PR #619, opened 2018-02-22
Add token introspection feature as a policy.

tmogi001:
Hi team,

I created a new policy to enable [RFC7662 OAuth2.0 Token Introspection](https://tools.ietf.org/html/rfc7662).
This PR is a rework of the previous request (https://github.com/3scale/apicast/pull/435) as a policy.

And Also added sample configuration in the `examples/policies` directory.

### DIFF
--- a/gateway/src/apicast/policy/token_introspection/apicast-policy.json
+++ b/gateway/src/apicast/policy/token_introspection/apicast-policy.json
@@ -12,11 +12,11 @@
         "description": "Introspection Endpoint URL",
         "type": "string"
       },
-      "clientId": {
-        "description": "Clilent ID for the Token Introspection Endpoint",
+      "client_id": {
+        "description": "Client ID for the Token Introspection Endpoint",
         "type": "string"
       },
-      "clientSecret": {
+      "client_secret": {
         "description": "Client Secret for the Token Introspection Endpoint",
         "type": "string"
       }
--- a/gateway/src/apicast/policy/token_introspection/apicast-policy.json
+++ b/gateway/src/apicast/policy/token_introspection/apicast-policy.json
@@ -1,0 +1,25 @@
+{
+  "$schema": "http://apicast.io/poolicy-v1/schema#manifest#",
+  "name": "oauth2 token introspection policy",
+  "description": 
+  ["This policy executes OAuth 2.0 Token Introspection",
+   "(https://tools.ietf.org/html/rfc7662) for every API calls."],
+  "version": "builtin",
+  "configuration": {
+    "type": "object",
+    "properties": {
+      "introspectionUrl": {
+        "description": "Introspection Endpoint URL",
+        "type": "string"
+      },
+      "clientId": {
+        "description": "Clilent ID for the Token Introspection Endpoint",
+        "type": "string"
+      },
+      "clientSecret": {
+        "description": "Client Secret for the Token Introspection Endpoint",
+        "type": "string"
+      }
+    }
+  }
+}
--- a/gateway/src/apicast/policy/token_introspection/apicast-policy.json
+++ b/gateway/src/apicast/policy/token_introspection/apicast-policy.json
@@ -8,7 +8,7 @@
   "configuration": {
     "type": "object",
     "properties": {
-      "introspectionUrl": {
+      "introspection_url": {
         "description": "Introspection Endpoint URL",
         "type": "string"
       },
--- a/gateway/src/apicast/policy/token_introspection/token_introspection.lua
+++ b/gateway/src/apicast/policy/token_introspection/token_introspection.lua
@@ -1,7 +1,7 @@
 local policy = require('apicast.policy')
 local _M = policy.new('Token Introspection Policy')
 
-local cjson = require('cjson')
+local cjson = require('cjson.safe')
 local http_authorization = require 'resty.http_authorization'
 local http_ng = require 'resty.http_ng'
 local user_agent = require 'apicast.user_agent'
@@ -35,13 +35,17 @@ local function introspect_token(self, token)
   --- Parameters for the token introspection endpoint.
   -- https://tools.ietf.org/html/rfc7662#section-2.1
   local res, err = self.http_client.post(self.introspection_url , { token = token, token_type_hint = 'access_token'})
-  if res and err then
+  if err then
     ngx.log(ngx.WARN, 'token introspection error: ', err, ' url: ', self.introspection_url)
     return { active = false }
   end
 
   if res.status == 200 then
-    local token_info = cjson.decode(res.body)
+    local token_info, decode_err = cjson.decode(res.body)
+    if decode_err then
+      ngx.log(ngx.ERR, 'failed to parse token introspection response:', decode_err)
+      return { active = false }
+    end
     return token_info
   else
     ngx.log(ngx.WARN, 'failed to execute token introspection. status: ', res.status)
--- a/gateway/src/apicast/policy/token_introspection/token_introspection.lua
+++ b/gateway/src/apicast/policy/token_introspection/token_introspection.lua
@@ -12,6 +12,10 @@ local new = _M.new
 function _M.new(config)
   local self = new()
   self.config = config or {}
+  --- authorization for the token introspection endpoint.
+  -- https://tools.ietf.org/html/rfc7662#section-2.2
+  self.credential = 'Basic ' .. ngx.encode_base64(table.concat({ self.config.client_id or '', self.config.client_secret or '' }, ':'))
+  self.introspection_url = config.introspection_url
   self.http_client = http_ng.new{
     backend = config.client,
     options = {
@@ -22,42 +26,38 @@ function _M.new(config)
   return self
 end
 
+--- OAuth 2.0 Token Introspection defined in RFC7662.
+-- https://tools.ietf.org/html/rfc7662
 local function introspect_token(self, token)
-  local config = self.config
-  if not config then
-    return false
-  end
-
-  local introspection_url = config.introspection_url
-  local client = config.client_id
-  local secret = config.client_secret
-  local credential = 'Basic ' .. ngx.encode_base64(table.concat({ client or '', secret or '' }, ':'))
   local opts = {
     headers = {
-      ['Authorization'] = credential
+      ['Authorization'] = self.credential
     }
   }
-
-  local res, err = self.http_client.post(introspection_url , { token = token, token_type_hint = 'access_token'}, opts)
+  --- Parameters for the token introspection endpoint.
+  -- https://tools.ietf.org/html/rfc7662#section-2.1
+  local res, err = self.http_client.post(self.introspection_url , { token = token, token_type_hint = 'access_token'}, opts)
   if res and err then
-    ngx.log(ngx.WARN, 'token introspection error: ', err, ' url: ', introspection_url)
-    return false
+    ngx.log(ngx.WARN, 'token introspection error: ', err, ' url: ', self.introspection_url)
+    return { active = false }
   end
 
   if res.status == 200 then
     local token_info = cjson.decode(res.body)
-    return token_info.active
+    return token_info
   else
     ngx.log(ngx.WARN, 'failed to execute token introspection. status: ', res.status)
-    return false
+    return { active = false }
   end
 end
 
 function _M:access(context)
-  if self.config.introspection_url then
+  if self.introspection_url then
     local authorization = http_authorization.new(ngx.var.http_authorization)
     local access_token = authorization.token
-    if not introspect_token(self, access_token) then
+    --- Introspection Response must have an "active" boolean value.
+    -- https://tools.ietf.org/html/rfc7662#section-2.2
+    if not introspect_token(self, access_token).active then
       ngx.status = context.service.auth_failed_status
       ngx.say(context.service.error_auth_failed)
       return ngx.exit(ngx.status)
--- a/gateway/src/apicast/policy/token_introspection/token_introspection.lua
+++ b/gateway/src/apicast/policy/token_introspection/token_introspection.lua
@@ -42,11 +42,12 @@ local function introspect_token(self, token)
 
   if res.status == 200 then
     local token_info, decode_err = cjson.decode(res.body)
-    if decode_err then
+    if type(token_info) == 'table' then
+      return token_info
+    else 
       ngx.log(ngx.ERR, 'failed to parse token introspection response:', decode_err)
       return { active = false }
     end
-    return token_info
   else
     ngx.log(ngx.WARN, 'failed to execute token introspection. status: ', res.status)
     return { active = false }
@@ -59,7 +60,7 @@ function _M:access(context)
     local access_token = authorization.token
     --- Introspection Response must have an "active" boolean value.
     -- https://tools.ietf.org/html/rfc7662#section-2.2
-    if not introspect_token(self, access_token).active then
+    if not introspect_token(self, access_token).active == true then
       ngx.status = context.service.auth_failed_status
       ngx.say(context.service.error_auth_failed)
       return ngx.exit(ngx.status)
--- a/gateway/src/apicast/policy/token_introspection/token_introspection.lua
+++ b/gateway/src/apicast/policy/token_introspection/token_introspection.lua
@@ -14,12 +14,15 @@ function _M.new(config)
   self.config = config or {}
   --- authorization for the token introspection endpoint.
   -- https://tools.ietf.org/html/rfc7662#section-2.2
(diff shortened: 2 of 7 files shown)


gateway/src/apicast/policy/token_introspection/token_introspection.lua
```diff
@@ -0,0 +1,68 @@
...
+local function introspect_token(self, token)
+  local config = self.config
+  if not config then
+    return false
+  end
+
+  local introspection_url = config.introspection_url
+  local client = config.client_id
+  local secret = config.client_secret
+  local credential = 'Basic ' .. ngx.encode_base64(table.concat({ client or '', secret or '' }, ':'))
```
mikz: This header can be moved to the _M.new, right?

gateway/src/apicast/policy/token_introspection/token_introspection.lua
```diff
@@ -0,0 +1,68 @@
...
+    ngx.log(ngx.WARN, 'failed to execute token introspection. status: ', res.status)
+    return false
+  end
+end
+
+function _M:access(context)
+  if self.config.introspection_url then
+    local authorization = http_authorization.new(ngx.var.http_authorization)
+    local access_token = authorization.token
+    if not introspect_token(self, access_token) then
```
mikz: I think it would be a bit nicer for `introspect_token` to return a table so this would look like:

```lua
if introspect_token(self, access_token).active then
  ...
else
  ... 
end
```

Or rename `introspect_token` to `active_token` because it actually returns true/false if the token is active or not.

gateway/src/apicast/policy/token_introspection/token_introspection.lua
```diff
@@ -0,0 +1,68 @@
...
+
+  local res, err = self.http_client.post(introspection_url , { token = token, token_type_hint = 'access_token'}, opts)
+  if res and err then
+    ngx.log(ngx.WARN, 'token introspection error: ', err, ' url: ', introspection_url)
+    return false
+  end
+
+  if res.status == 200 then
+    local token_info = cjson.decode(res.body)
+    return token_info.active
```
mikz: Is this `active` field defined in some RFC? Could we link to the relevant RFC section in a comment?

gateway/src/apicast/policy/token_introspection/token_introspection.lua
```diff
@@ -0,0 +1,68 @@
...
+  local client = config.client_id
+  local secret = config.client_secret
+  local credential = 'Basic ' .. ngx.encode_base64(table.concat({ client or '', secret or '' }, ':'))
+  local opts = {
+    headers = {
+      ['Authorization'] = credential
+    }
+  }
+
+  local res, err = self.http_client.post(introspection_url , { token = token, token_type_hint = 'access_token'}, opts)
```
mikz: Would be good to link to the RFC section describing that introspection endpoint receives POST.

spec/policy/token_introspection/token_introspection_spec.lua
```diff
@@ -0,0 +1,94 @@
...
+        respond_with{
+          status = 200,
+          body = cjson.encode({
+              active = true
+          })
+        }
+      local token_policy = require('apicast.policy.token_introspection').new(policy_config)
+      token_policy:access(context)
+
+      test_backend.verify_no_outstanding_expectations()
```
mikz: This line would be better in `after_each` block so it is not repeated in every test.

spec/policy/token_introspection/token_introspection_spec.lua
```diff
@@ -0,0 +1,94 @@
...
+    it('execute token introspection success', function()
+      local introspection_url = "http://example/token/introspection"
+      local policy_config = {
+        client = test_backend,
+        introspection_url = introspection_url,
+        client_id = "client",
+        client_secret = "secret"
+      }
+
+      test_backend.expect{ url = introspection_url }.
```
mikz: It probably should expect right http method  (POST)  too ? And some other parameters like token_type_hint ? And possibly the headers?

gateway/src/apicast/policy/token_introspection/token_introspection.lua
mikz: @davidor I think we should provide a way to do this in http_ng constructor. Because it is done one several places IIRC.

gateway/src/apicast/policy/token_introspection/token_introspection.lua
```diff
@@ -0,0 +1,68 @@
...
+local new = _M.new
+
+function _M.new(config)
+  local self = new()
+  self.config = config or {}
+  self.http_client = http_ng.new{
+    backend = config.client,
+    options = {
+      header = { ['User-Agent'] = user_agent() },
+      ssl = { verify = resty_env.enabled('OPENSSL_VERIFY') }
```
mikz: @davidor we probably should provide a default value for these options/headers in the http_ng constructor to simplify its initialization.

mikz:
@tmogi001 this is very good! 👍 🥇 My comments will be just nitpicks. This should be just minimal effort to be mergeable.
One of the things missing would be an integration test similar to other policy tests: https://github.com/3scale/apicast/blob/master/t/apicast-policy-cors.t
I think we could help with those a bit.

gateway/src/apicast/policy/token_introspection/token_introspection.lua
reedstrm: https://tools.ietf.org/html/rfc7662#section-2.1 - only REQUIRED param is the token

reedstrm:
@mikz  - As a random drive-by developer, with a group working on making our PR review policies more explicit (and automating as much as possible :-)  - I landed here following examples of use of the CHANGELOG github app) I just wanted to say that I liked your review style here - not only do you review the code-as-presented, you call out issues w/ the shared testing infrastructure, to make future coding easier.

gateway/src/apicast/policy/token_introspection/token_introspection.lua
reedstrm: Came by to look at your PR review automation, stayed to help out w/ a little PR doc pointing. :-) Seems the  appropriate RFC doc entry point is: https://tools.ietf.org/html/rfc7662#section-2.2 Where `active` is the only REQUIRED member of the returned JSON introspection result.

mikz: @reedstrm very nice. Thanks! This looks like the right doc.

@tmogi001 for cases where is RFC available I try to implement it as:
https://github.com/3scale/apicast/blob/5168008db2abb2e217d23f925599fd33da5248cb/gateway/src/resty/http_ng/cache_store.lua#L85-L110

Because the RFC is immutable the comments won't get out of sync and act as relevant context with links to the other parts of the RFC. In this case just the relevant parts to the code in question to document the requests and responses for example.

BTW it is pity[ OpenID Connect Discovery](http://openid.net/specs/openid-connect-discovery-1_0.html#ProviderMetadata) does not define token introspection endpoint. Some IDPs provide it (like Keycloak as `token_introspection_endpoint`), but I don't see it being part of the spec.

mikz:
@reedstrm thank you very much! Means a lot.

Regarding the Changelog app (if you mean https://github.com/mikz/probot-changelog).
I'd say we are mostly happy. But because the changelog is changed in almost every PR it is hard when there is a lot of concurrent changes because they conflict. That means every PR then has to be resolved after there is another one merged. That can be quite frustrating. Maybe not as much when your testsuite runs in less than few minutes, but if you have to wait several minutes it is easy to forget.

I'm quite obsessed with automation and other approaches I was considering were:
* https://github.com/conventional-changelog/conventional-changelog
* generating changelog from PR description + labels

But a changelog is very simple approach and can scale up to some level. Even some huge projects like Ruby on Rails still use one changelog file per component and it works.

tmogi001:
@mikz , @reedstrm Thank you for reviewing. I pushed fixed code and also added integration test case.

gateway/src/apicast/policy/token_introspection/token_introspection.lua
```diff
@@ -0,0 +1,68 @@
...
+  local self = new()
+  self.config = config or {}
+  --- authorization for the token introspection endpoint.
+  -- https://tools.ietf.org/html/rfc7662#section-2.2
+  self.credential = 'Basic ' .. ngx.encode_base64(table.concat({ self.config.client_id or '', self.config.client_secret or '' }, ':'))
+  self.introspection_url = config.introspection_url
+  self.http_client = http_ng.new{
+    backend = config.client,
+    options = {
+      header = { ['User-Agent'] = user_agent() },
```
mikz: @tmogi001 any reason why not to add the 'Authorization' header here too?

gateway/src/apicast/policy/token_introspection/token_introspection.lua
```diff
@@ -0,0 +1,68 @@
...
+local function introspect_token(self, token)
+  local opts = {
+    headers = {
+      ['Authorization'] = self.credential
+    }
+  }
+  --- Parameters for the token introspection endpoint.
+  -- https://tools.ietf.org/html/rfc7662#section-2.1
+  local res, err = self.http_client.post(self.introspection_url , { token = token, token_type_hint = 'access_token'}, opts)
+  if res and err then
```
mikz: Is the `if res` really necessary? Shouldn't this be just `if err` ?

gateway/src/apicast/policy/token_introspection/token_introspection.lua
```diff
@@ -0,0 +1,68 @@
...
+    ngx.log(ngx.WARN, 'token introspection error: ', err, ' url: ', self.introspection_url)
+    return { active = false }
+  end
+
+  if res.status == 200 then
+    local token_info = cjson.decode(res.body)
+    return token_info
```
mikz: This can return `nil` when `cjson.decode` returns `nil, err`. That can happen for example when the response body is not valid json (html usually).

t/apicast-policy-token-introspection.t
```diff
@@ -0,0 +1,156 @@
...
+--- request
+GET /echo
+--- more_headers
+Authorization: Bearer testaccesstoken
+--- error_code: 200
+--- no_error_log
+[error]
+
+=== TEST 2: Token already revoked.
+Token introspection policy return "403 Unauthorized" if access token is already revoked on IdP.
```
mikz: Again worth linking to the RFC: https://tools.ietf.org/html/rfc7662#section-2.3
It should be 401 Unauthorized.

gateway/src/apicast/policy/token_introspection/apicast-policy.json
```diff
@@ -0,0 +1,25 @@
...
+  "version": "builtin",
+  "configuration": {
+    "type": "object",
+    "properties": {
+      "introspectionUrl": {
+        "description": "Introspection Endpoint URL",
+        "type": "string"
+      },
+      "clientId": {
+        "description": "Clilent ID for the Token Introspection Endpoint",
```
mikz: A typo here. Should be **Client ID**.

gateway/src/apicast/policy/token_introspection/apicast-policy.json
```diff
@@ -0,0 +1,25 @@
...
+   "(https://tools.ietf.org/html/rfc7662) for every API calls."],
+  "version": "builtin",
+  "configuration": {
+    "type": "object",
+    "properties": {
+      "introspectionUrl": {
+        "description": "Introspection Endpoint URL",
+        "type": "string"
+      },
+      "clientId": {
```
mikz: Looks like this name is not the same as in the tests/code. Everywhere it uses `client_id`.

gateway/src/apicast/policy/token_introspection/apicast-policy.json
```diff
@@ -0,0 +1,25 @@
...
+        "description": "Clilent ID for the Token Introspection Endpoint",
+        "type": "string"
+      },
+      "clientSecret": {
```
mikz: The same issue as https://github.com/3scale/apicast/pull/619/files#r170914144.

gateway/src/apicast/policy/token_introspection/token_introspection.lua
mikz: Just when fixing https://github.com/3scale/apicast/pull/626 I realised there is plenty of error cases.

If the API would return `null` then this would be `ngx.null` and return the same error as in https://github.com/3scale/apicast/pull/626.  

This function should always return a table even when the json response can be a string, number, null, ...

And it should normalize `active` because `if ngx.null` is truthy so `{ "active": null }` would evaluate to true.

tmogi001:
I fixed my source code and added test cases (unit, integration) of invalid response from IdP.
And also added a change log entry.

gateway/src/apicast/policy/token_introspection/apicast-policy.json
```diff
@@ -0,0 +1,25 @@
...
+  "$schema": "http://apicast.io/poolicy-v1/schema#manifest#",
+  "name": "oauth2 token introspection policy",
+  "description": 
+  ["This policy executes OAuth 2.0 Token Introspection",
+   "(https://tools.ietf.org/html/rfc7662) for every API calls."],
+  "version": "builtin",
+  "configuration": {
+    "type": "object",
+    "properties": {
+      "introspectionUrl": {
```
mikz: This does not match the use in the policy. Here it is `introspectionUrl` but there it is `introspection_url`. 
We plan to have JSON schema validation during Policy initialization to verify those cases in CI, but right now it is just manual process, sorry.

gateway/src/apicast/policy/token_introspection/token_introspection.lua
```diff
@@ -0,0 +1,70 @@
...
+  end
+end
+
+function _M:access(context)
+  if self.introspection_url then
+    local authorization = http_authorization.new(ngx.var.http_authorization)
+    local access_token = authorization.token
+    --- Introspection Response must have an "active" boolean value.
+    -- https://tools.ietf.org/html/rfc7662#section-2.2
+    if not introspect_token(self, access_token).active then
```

What needs to be done → Search the listing above for "from" and copy every line that has it.

Solution for this problem →
* generating changelog from PR description + labels
I fixed my source code and added test cases (unit, integration) of invalid response from IdP.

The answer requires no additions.